“Sou médico e sou homossexual”. A carta de um neurologista sobre as declarações de Gentil Martins

“Sou médico e sou homossexual”. Começa assim a carta que Bruno Maia, neurologista do Centro Hospitalar de Lisboa Central, escreveu na rede social Facebook a propósito das declarações de António Gentil Martins, um dos mais conceituados cirurgiões portugueses, sobre Cristiano Ronaldo.

Bruno Maia, de 35 anos, insurgiu-se contra a entrevista que o colega de profissão deu ao jornal “Expresso”, na qual afirma que Cristiano Ronaldo é “um estupor moral, que não pode ser exemplo para ninguém”, pelo facto de privar os filhos da companhia das mães biológicas, e que a homossexualidade é “uma anomalia, um desvio de personalidade. Como os sadomasoquistas ou as pessoas que se mutilam”.

“Sempre quis ser médico e sempre me senti homossexual”, diz Maia, relatando que cresceu “com um pai e uma mãe” que lhe ensinaram “o que era o amor e o que significa ter uma família”, que sempre foi “um exemplo de sucesso escolar” e que quando decidiu contar sobre a sua orientação sexual foi “apoiado e protegido”.

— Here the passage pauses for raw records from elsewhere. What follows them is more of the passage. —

PR #3639, opened 2025-02-05
Fix pagy nav typo

julianrubisch:
# Description
Small typo fix that leads to an AttributeError (`unknown keyword: :xanchor_string`) in the Media Library


Paul-Bob (approved):
LGTM!

Thanks for noticing and contributing this fix @julianrubisch !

“Já tive amores e desamores. Paixões intensas, outras fugazes. Já namorei e fui feliz, já fui abandonado e também já abandonei. Já partilhei casa e o resto da vida com um grande amor e já conheci o gosto amargo da separação. Nunca sofri de doença mental. Nunca fui diagnosticado com nenhum desvio da personalidade. Nunca tive nenhuma dificuldade de adaptação a ambientes diferentes. Nunca precisei de terapia ou acompanhamento psicológico. A minha homossexualidade nunca foi um fator de sofrimento para mim”, escreve.

Acrescenta que, como praticante de desporto federado, nunca sentiu “nenhum tipo de exclusão” nem “nunca a partilha da nudez foi um problema” quando está com os colegas de equipa nos balneários ou nos quartos onde pernoitam quando jogam “fora em competição”.

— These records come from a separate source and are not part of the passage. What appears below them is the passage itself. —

Issue #3536, opened 2024-12-16
Detect polymorphic associations in generator


adrianthedev:
### Feature

If a user generates a resource that has polymorphic associations then they will automatically get a error from Avo because actually it's from rails because it does not support to compute the polymorphic association. We should detect if we find an `_type` and `_id` attributes and try to make that polymorphic or we can generate it but leave it commented out if we can't compute to which classes it's polymorphic to. 

This happens in when they have invited by and invited the attributes.

Nevelito:
For assignment

Paul-Bob:
Implemented on #3645

PR #3645, opened 2025-02-06
enhancement: Detect polymorphic associations in generator

Nevelito:
# Description

Changes:
- implement detect_polymorphic_associations to resource_ganerator
- add specs

Fixes # (issue)
https://github.com/avo-hq/avo/issues/3536

# Checklist:


lib/generators/avo/resource_generator.rb
```diff
@@ -25,6 +25,9 @@ class ResourceGenerator < NamedBaseGenerator
       def create
         return if override_controller?
 
+        # Detect polymorphic associations
+        detect_polymorphic_associations
+
         template "resource/resource.tt", "app/avo/resources/#{resource_name}.rb"
         invoke "avo:controller", [resource_name], options
       end
```
Paul-Bob, line 33: I've noticed that all fields are being generated within the `generate_fields` method. Why, then, is `detect_polymorphic_associations` being called separately instead of alongside the other methods inside `generate_fields`? Also, it seems that we're calling it without ever using the return value.

lib/generators/avo/resource_generator.rb
```diff
@@ -266,13 +280,21 @@ def generated_fields_template
           fields_string = ""
 
           fields.each do |field_name, field_options|
-            # if field_options are not available (likely a missing resource for an association), skip the field
```
Paul-Bob, line 269: Why is this comment being removed? Is it outdated in some way?

lib/generators/avo/resource_generator.rb
```diff
@@ -266,13 +280,21 @@ def generated_fields_template
...
+              field_options[:options].each { |k, v| options += ", #{k}: #{v}" }
+            end
 
-            fields_string += "\n    #{field_string field_name, field_options[:field], options}"
+            # Add a comment for polymorphic fields
+            if field_options[:field] == "polymorphic"
+              fields_string += "\n    # Polymorphic association detected for :#{field_name}"
+              fields_string += "\n    # Uncomment and configure the possible types:"
+              fields_string += "\n    # field :#{field_name}, as: :polymorphic, types: [User, Admin]"
+            else
```
Paul-Bob, line 295: There isn't a field type `polymorphic`

[Here](https://github.com/avo-hq/avo/blob/main/spec/dummy/app/avo/resources/comment.rb#L22) is an example of a `belongs_to` field for a polymorphic association.

Paul-Bob (changes requested):
Thanks for working on this, @Nevelito!  

I have a few questions:

lib/generators/avo/resource_generator.rb
```diff
@@ -185,14 +189,28 @@ def fields_from_model_tags
...
           associations.each do |name, association|
-            fields[name] = if association.is_a? ActiveRecord::Reflection::ThroughReflection
-              field_from_through_association(association)
-            else
-              ::Avo::Mappings::ASSOCIATIONS_MAPPING[association.class]
-            end
+            fields[name] =
+              if association.polymorphic?
+                types = find_polymorphic_association_types(association)
+                {field: "polymorphic", options: {types: types}}
```
Paul-Bob, line 195: Can we use `field: "belongs_to"` and add the `polymorphic_as` inside the `options`?

Paul-Bob (changes requested):
We're getting close to merge this @Nevelito 

I let some comments about reusing the code we have instead creating a new method for the polymorphic string constructor.

lib/generators/avo/resource_generator.rb
```diff
@@ -272,7 +290,12 @@ def generated_fields_template
             options = ""
             field_options[:options].each { |k, v| options += ", #{k}: #{v}" } if field_options[:options].present?
 
-            fields_string += "\n    #{field_string field_name, field_options[:field], options}"
+            fields_string +=
+              if field_options[:field] == "polymorphic"
+                "\n    #{polymorphic_field_string field_name, options}"
+              else
+                "\n    #{field_string field_name, field_options[:field], options}"
+              end
```
Paul-Bob, line 298: If we implement https://github.com/avo-hq/avo/pull/3645/files#r1950414758 we can remove `polymorphic_field_string`and reuse `field_string`.

spec/features/avo/generators/resource_generator_spec.rb
```diff
@@ -46,6 +46,23 @@
...
+    it "generates commented polymorphic fields" do
+      files = [
+        Rails.root.join("app", "avo", "resources", "review.rb").to_s,
+        Rails.root.join("app", "controllers", "avo", "reviews_controller.rb").to_s
+      ]
+
+      keeping_original_files(files) do
+        Rails::Generators.invoke("avo:resource", ["review", "-q", "-s"], {destination_root: Rails.root})
+
+        expect(File.read(files[0])).to include("field :reviewable, as: :belongs_to")
```
Paul-Bob, line 60: Lets add the types into this test

lib/generators/avo/resource_generator.rb
```diff
@@ -185,14 +185,35 @@ def fields_from_model_tags
...
         end
 
+        def field_with_polymorphic_association(association)
+          Rails.application.eager_load!
+
+          possible_types = ActiveRecord::Base.descendants.select do |model|
+            model.reflect_on_all_associations(:has_many).any? { |assoc| assoc.options[:as] == association.name }
+          end.map(&:name)
+
+          types = possible_types.empty? ? "[] # Program couldn't compute types" : possible_types.map(&:to_sym)
```
Paul-Bob, line 206:
```suggestion
          types = possible_types.empty? ? "[] #  Types weren't computed correctly. Please configure them." : possible_types.map(&:to_sym)
```

Paul-Bob (approved):
This PR is looking good @Nevelito

Let's just change the message when types are empty and add the types on the test, otherwise is good to merge.

spec/features/avo/generators/resource_generator_spec.rb
Paul-Bob: Also the polymorphic_as

lib/generators/avo/resource_generator.rb
```diff
@@ -185,11 +185,34 @@ def fields_from_model_tags
...
+
+        def field_with_polymorphic_association(association)
+          Rails.application.eager_load! unless Rails.application.config.eager_load
+
+          types = polymorphic_association_types(association)
+
+          {
+            field: "belongs_to",
+            options: {
+              polymorphic_as: association.name,
```
Paul-Bob, line 207:
```suggestion
              polymorphic_as: :"#{association.name}",
```

Nevelito:
I think reduce 3 lines in resource_generator is impossible, we can reduce one here and move first if to first line:

```
fields[name] =
              if association.polymorphic?
                field_with_polymorphic_association(association)
              elsif association.is_a?(ActiveRecord::Reflection::ThroughReflection)
                field_from_through_association(association)
              else
                ::Avo::Mappings::ASSOCIATIONS_MAPPING[association.class]
              end
```

lib/generators/avo/resource_generator.rb
```diff
@@ -185,11 +185,34 @@ def fields_from_model_tags
...
+            options: {
+              polymorphic_as: :"#{association.name}",
+              types: types.presence || "[] # Types weren't computed correctly. Please configure them."
+            }
+          }
+        end
+
+        def polymorphic_association_types(association)
+          ActiveRecord::Base.descendants.filter_map do |model|
+            model.name.to_sym if model.reflect_on_all_associations(:has_many).any? { |assoc| assoc.options[:as] == association.name }
```
Paul-Bob, line 215:
```suggestion
            model.name if model.reflect_on_all_associations(:has_many).any? { |assoc| assoc.options[:as] == association.name }
```

spec/features/avo/generators/resource_generator_spec.rb
```diff
@@ -46,6 +46,28 @@
...
+      keeping_original_files(files) do
+        Rails::Generators.invoke("avo:resource", ["review", "-q", "-s"], {destination_root: Rails.root})
+
+        # Types load in different order every time
+        expect(File.read(files[0])).to include("field :reviewable, as: :belongs_to, polymorphic_as: :reviewable, types:")
+        expect(File.read(files[0])).to include(":Team")
+        expect(File.read(files[0])).to include(":Project")
+        expect(File.read(files[0])).to include(":Post")
+        expect(File.read(files[0])).to include(":Fish")
+
```
Paul-Bob, line 66:
```suggestion
        expect(File.read(files[0])).to include("Team")
        expect(File.read(files[0])).to include("Project")
        expect(File.read(files[0])).to include("Post")
        expect(File.read(files[0])).to include("Fish")

```

Paul-Bob:
@Nevelito, I noticed that the generated types aren't constants.

They should be formatted like this: `types: [Team, Project, Post, Fish]`

Alternatively, `types: [::Team, ::Project, ::Post, ::Fish]` is also valid.

However, my last suggestion mistakenly converted `types: [:Team, :Project, :Post, :Fish]` into `types: ["Team", "Project", "Post", "Fish"]`, both of which are incorrect.

Nevelito:
I tried to use constantize witch should fix this issue but it returns types like this

```
types: [Team(id: integer, name: string, description: text, created_at: datetime, updated_at: datetime, url: string, color: string), Project(id: inte ...
```

Paul-Bob:
> I tried to use constantize witch should fix this issue but it returns types like this
> 
> ```
> types: [Team(id: integer, name: string, description: text, created_at: datetime, updated_at: datetime, url: string, color: string), Project(id: inte ...
> ```

I know, I don't know a easy way to achieve this, could you do some research on this please?

Nevelito:
I created alias with new inspect function and keep original inspect in function original_inspect, now it works as it should but let me know what you think

Paul-Bob:
> I created alias with new inspect function and keep original inspect in function original_inspect, now it works as it should but let me know what you think

@Nevelito you did that change on the `spec/dummy/app/models/application_record.rb` which is inside Avo's dummy application. What will happen on user's applications that will not have this monkey patch? Most provably will not work as expected and the types will be rendered as: `types: [Team(id: integer, name: string, description: text, created_at: datetime, updated_at: datetime, url: string, color: string), Project(id: inte ...` which is not ideal. We want this way of rendering types: `types: [Team, Project, Post, Fish]` on all the applications

Suggesting this change to all the users is not ideal and monkey patching the `ActiveRecord::Base` it's also not reasonable. 

Let's try to achieve this output: `types: [Team, Project, Post, Fish]`  without monkey-patches if possible

Nevelito:
I am not sure if it is possible, I tried to find something but nothing works, only changing inspect gave us wanted result but I see that we can not make like that because of this is in dummy app. I not sure what can we do now.

lib/generators/avo/resource_generator.rb
```diff
@@ -316,5 +316,15 @@ def field(name, type)
...
+
+    class Inspector
+      attr_accessor :name
+      def initialize(name)
+        @name = name
+      end
+      def inspect
+        name
+      end
+    end
```
Paul-Bob:
```suggestion
    class Inspector
      def initialize(name)
        @name = name
      end

      def inspect = @name
    end
```

Paul-Bob:
Thanks you for this contribution @Nevelito !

“Queira alguém explicar-me a ‘anomalia’ na minha vida? Alguém me aponta critérios de diagnóstico para desvio da personalidade? Devo fazer ‘terapia de reconversão’? Para mudar o quê exatamente? Se para a medicina, a anomalia implica sofrimento (caso contrário é apenas uma variante), onde está o meu sofrimento?”

Bruno Maia prossegue, frisando que a “anomalia reside no facto de toda” a sua história “ser pouco frequente”. “Para a maior parte dos homossexuais ou pessoas transgénero, não existe uma história de ‘felicidade’ e ‘integração’.

“Existe sofrimento – mas esse sofrimento não vem de dentro, vem de fora. Vem dos outros. De famílias destruídas pela homofobia e pela transfobia. De exclusão e ‘bullying’ na escola. De dificuldades acrescidas no emprego. De isolamento social. E também dos médicos. Que fingem não serem influenciados pela orientação sexual ou identidade de género mas denunciam-se constantemente nos comentários, nos olhares, nas atitudes”

Revela que na classe profissional à qual pertence há quem se recuse “falar com o seu utente sobre a sua vida familiar, mesmo sabendo que ela faz parte da história que têm de colher”. “Quando fingem aceitar os seus colegas homossexuais mas na verdade o que esperam é que eles estejam ‘caladinhos’ e não falem sobre a sua vida privada (afinal aquilo é trabalho…) mas passam os dias a falar sobre os seus casamentos, os seus filhos ou a fazerem comentários obscenos sobre as médicas ou enfermeiras mais jovens. Quando assumem dentro de um bloco operatório ou de uma sala de aulas da faculdade que todos os presentes são, obviamente, ‘normais’ e deixam escapar o comentário sexista e homofóbico. Quando assumem à partida perante um doente homem que ele tem uma namorada ou esposa e que uma mulher terá, com certeza, marido”.

“A história já nos demonstrou que, por vezes, a anomalia não está no indivíduo mas sim na sociedade – lembram-se do holocausto? Do genocídio no Ruanda? Da PIDE Portuguesa? Da escravatura?”

A carta termina com um alerta: “Mais grave do que esquecer a história é fechar os olhos ao presente. E fazer de conta que esta onda de revanchismo contra os direitos dos seres humanos e o suposto ‘politicamente correto’ que se apoia na tão auto elogiada liberdade de expressão, foram o rastilho de pólvora que se acendeu nos Estados Unidos e que culminou na eleição de um presidente chamado Donald Trump”.